O Museu Nacional também mantém os únicos registros de múmias indígenas encontradas em território brasileiro. O material é constituído pelos corpos de uma mulher adulta, com aproximadamente 25 anos de idade, e de dois filhos, um na altura do pé, estimado em 12 meses de idade, embrulhado em um fardo, e o outro recém-nascido, também embrulhado em um fardo. e posicionado atrás da cabeça da mulher. O conjunto mumificado é composto por indivíduos que provavelmente pertenciam ao grupo Botocudos (tronco Macro-jê). Foi encontrado na Gruta da Babilônia, na cidade de Rio Novo, interior de Minas Gerais, nas terras da fazenda de Maria José de Santana, que as doaram ao imperador Dom Pedro II. Dom Pedro concedeu a Maria José o título de Baronesa de Santana.

Museu Nacional no Rio de Janeiro
O Museu Nacional, vinculado à Universidade Federal do Rio de Janeiro (UFRJ), é a instituição científica mais antiga do Brasil que, até setembro de 2018, figurava como um dos maiores museus de história natural e antropologia das Américas. Está localizado dentro do parque Quinta da Boa Vista, na cidade do Rio de Janeiro, sendo instalado no Palácio São Cristóvão.

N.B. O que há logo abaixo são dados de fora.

Issue #1215, opened 2019-04-08
Add support for two factor authentication


ConfusedPolarBear:
**Describe the feature you'd like**
Add support for two factor authentication. Ideally, both time based rolling codes (using the TOTP algorithm, compatible with Google Authenticator, andOTP, etc.) and a hardware based solution (possibly FIDO2 or WebAuthn) would be supported.

PR #14729, opened 2025-09-01
Refactor authentication

stenlan:
Draft pull request for maintainers to already see the structure of the changes that I want to make. 
Will need to fix tests, ~a circular dependency issue~ (done), ~model migrations~ (done), ~and in-code documentation~ (done). More documentation to follow. 

**Changes**
- Completely refactors authentication in a way that more cleanly separates the responsibilities of the session manager, user manager and the new `IUserAuthenticationManager`, and decouples it from the username/password type of authentication and instead makes it fully generic. Added some easy to use abstract building blocks for authentication providers;
  - `AbstractAuthenticationProvider` (used by username password auth)
  - `AbstractExternallyTriggeredAuthenticationProvider` (used by quick connect auth)
  - `AbstractChallengeResponseAuthenticationProvider` (WIP; can be used by general challenge-response type authentication providers).
- Adds TOTP MFA support to the back end
  -  Includes legacy client authentication fallback by *appending* TOTP token to password for compatibility with old clients. This is not unheard of, apple has done this too: https://discussions.apple.com/thread/254488819?sortBy=rank
  - Front end/web client support pending PR (TODO: add web client PR reference)).
- Changed `IAuthenticationProvider` interface to a generic `IAuthenticationProvider<T>` interface, where T is the type of payload data that an authentication provider takes upon authentication, so that multiple types of authentication can be supported.

**Issues**
Fixes [#1215](https://github.com/jellyfin/jellyfin/issues/1215).
Completes [this feature request](https://features.jellyfin.org/posts/26/add-support-for-two-factor-authentication-2fa)


v3DJG6GL:
Great to see this PR :)
Could this also be the basis for native integration for something like what this plugin currently does?
https://github.com/9p4/jellyfin-plugin-sso

stenlan:
> Great to see this PR :) Could this also be the basis for native integration for something like what this plugin currently does? https://github.com/9p4/jellyfin-plugin-sso

Yeah, I have taken special care to make the framework such that LDAP auth and that specific plugin will be easily implemented. It will be plug-and-play with the `AbstractAuthenticationProvider` and will in fact be so simple to implement that I will be making a PR to that repo myself once this is all merged.

JPVenson:
just as an FYI:

As i already told you in chat and others too:
1. A new Auth implementation should probably build upon ASP.NET Core Identity:
https://learn.microsoft.com/en-us/aspnet/core/security/authentication/?view=aspnetcore-9.0
2. We should really discuss this first in a MetaIssue before you start coding to avoid you spending time and it then just gets rejected because it does not align with the teams vision.
https://github.com/jellyfin/jellyfin-meta

stenlan:
> just as an FYI:
> 
> As i already told you in chat and others too:
> 
>   1. A new Auth implementation should probably build upon ASP.NET Core Identity:
>      https://learn.microsoft.com/en-us/aspnet/core/security/authentication/?view=aspnetcore-9.0

I've looked at ASP.NET Core Identity but I don't believe it's feasible to implement it since it's not just authentication but also authorization, which is deeply rooted throughout this entire application. I also don't think it's necessarily the way to go even if it were easier to switch to it, since it's quite opinionated and mostly geared towards web clients, while the Jellyfin backend serves not just web clients but all kinds of clients. My implementation provides a lot more flexibility and is not as opinionated.

>   2. We should really discuss this first in a MetaIssue before you start coding to avoid you spending time and it then just gets rejected because it does not align with the teams vision.
>   https://github.com/jellyfin/jellyfin-meta

I see, I was not aware of this meta issue board... I asked before if I should create an issue for it and you explicitly told me "thats not an issue as those are reserved for bugs". I will create an issue there anyway, but I have already spent the time...

stenlan:
Unfortunately I don't agree with your assessment so I can not contribute these changes to the project. Best of luck!

VslVictor7:
Indeed a shame, such a feature would be a massive + for jellyfin in general. I understand the team's vision on this, but jellyfin today can be hard to secure because of the risk of brute forcing in the login page. This recently happened with me.

I appreciate your effort @stenlan with this PR and implementation, since this is something a lot of people is asking for quite sometime now.

VslVictor7:
I think this PR should be at least disclosed for other people to see and possibly continue to work on this feature. Letting it closed would make this feel empty/not-taken-care-of

stenlan:
@VslVictor7 I'll probably release this as a plug-in instead not too far into the future.

stenlan:
You can follow the progress here https://github.com/stenlan/jellyguard

VslVictor7:
Very nice, thank you

cookie050:
Back to plex :P

TOTP Support is a must (for me)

O Museu Nacional / UFRJ faz parte do Ministério da Educação. É a instituição científica mais antiga do Brasil e o maior museu de história natural e antropologia da América Latina. Fundada por D. João VI em 6 de junho de 1818, e inicialmente sediada em Campo de Sant’Anna, serviu ao país para promover o desenvolvimento cultural e econômico do país.

Originalmente chamado Museu Real, foi incorporado à Universidade do Brasil em 1946. Atualmente, o Museu faz parte da estrutura acadêmica da Universidade Federal do Rio de Janeiro. O Museu localizado no Paço de São Cristóvão, de 1892 – residência da Família Imperial Brasileira até 1889 – conferiu-lhe um caráter diferenciado se comparado a outras instituições da região. É o mesmo lugar em que a família real viveu há tantos anos (onde D. Pedro II nasceu e a Primeira Assembléia Constituinte Republicana), e hoje é a interface entre memória e produção científica.

O Museu Nacional abrigava uma vasta coleção com mais de 20 milhões de itens, abrangendo alguns dos registros mais relevantes da memória brasileira no campo das ciências naturais e antropológicas, bem como conjuntos de itens amplos e diversos de diferentes regiões do planeta, ou produzido por povos e civilizações antigas. Formada ao longo de mais de dois séculos através de coleções, escavações, trocas, aquisições e doações, a coleção foi subdividida em coleções de geologia, paleontologia, botânica, zoologia e antropologia biológica (incluindo os remanescentes do esqueleto de Luzia nesse núcleo). fósseis nas Américas), arqueologia e etnologia. Foi a base principal da pesquisa realizada pelos departamentos acadêmicos do museu – que desenvolve atividades em todas as regiões do país e em outras partes do mundo, incluindo o continente antártico. Possui uma das maiores bibliotecas especializadas em ciências naturais do Brasil, com mais de 470.000 volumes e 2.400 obras raras.